Start of PROVIDED MATERIAL
PR #459, opened 2019-02-26
Support HTTPS in IPC HTTPTranceiver

rbixler-eb:
We have some legacy code which worked fine under HTTP for years and a former developer here wrote a test in Python.  When the API was changed to use HTTPS, we found the test no longer works.  This change makes it work under HTTPS.

### DIFF
--- a/lang/py3/avro/ipc.py
+++ b/lang/py3/avro/ipc.py
@@ -602,7 +602,7 @@ class Transceiver(object, metaclass=abc.ABCMeta):
 class HTTPTransceiver(Transceiver):
   """HTTP-based transceiver implementation."""
 
-  def __init__(self, host, port, req_resource='/'):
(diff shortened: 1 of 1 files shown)


lang/py3/avro/ipc.py
```diff
@@ -611,7 +611,10 @@ def __init__(self, host, port, req_resource='/'):
       req_resource: Optional HTTP resource path to use, '/' by default.
     """
     self._req_resource = req_resource
-    self._conn = http.client.HTTPConnection(host, port)
+    if (ssl):
```
Fokko: Unnecessary parentheses.

rbixler-eb: I removed the unnecessary parens.

Fokko: Thanks!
End of PROVIDED MATERIAL
▶ _EXERCISE PROMPT_
Write out all of the records exactly as they stand above.

▶ _TASK OUTPUT_
PR #459, opened 2019-02-26
Support HTTPS in IPC HTTPTranceiver

rbixler-eb:
We have some legacy code which worked fine under HTTP for years and a former developer here wrote a test in Python.  When the API was changed to use HTTPS, we found the test no longer works.  This change makes it work under HTTPS.

### DIFF
--- a/lang/py3/avro/ipc.py
+++ b/lang/py3/avro/ipc.py
@@ -602,7 +602,7 @@ class Transceiver(object, metaclass=abc.ABCMeta):
 class HTTPTransceiver(Transceiver):
   """HTTP-based transceiver implementation."""
 
-  def __init__(self, host, port, req_resource='/'):
(diff shortened: 1 of 1 files shown)


lang/py3/avro/ipc.py
```diff
@@ -611,7 +611,10 @@ def __init__(self, host, port, req_resource='/'):
       req_resource: Optional HTTP resource path to use, '/' by default.
     """
     self._req_resource = req_resource
-    self._conn = http.client.HTTPConnection(host, port)
+    if (ssl):
```
Fokko: Unnecessary parentheses.

rbixler-eb: I removed the unnecessary parens.

Fokko: Thanks!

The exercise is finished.